Do you have a passion for the highest quality and patient happiness?
Please respond to this dynamic opportunity available with one of the best places to work in Southern California! We want to hear from you.
As a Research Nurse I, you will provide hands-on treatment, monitoring and follow-up clinical analysis of patients participating in clinical trials. Ensures adherence to federal and regulatory requirements in providing direct patient nursing care within the context of supporting clinical trial study implementation. Works collaboratively with the Principal Investigator, physicians and other research staff in providing hands-on care in triaging, documenting vitals, administering investigational drugs or interventions, and providing clinical educational services to participants and their families. May assist with coordinating aspects of research, including interactions with research staff and study participants, data compilation, IRB prep and submission, grant proposals, and patient recruitment/logistics.
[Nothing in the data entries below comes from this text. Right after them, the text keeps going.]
PR #1502, opened 2023-09-06
Use s:conf for preview_bash and files_options

nkouevda:
Follow-up to 832a090870a79d8be87d8856c821806512a45b23.


junegunn:
Nice find, thanks!

PR #1503, opened 2023-09-06
Use fzf#shellescape instead

jiz4oh:
Hi @junegunn, your code is exceptionally well-written. It's evident that you've put a lot of thought and effort into it. I'm particularly impressed by the clean and efficient structure you've created. The readability and organization make it a pleasure to work with. however, I have a small suggestion to enhance it even further. considering the way to work with external program, `fzf#shellescape` is better


junegunn:
Thanks! I found a couple more places where bare shellescape is used and changed them as well.

PR #1507, opened 2023-09-17
Replace unicode figure space (U+2007) with regular space

balki:
I assume this is not intentional as the doc file is a regular txt file. I see this in fzf repo as well.


junegunn:
Thanks. I'll update the file on the main repository as well.

Issue #1389, opened 2022-04-30
Feature Request: Add command for searching available man pages


AlxHnr:
- [ ] I have fzf 0.30.0 or above
- [X] I have read through https://github.com/junegunn/fzf.vim/blob/master/README.md
- [X] I have read through https://github.com/junegunn/fzf/blob/master/README-VIM.md
- [X] I have read through the manual page of fzf (`man fzf`)
- [X] I have searched through the existing issues

It would be great to provide a default command for searching available man-pages. This would complement commands like `:Helptags` and fits well into commands with external dependencies like `:Locate`, `:Rg` and `:Commits`.

kattrali:
I went looking for something similar, and turned up this issue. For future travelers, this worked well for my purposes:

```vim
command! -bang -nargs=? Apropos
    \ call fzf#vim#grep('man --apropos '.fzf#shellescape(<q-args>), {
    \   'sink': {line -> execute('Man '. join(split(line, ' ')[:1],''))},
    \   'options': ['--preview', 'echo {1} | awk "{print \$1\$2}" | xargs man']
    \ }, <bang>0)
```

which is roughly equivalent to the command:

```sh
man -k $WORD | fzf --preview='man {1}{2}' | awk '{print $1;print $2}' | xargs man
```

Issue #818, opened 2019-06-01
Helptags does not respect default actions


adaszko:
- Category
    - [ ] Question
    - [X] Bug
    - [ ] Suggestion
- OS
    - [X] Linux
    - [X] macOS
    - [X] Windows
    - [X] Etc.
- Vim
    - [X] Vim
    - [X] Neovim

Thanks for a lovely Vim plugin!

The issue is that keys like CTRL-V, CTRL-T, CTRL-S do are not usable with `:Helptags`.  As far as I can see in the implementation, they're not handled https://github.com/junegunn/fzf.vim/blob/5c87ab86c0e7b0ec8a5edd39a4ce5500bb9e9333/autoload/fzf/vim.vim#L991-L1008

junegunn:
`Helptags` command simply executes `:help foo` to open help window. The split keys are not supported.

AlxHnr:
Why can't those be added? That would make it consistent with other commands like `:Tags`.

`:help ...` itself can be prefixed by `:vertical` and `:horizontal`.

junegunn:
Pull requests welcome.

PR #1520, opened 2024-01-13
Add an option to open commands in different ways (`:Helptags`, `:Manpages`)

jlbas:
This PR adds an option for commands that split a window to be opened in different ways. Currently this would only apply to `:Helptags` (#818).

I've also proposed a new `:Manpages` command (#1389) which would also make use of this option.

If this is something you'd like to incorporate I'd be happy to make a PR describing `g:fzf_cmd_mod` in [README-VIM](https://github.com/junegunn/fzf/blob/master/README-VIM.md#configuration).


meinzer1899:
Would be great to have that.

Primary Duties and Responsibilities:
- Provides direct patient nursing care to research participants. Interacts with research participants to provide nursing care, administration of research interventions and specimen collection.
- Provides clinical education services to research participants and family regarding study participation, participants current clinical condition, and or disease process.
- Monitors research participant and reports potential adverse events to a member of the research team.
- Records research data (vital signs, research compound administered, participant responses) in approved source document (medical record, data collection sheet).
- Triages patient by phone and provides clinical information to the patient. May also coordinate patient visit to follow up on clinical issues and provide necessary care.
- Assists with recruitment and logistics of study participants.
- Completes and documents study participant enrollment, assessment/reassessment, education, and follow-up activities.
- Performs and coordinates study participant interventions as required.
- Serves as a liaison between study participant and PI or other research staff.
- Prepares data spreadsheets for Investigator and/or department.
- Completes Case Report Forms.
- Assists with data compilation and documentation
- May assist with IRB prep and submission and grant proposals.
- May process, ship, track or otherwise handle research specimens.
Research Study Specific Responsibilities:
- Administer the experimental drug intravenously over 4 hours at a constant rate of infusion. *The drug will be administered every 24 hours (±1 hours) for three consecutive days for a total of 3 doses.
- Responsible for the following per protocol assessments:
- Record demographics and medical history per protocol.
- Record list of medications being taken prior to hospitalization and throughout hospitalization.
- Record vital signs closest to the time of informed consent.
- Perform an abdominal examination specifically assessing for guarding and rebound tenderness.
- Draw serum pregnancy test if the patient is a female of childbearing potential.
- Draw blood samples for PK to send to Central Lab.
- Obtain urine sample to send to central lab.
- Assist with sample preparation and shipping.
- Assess whether patient discharge is upcoming and whether study forms need to be dispensed.
- Perform AE/SAE assessment.
- Periodical assessments and blood draw once/24 hrs for patients who remain hospitalized for 10 days.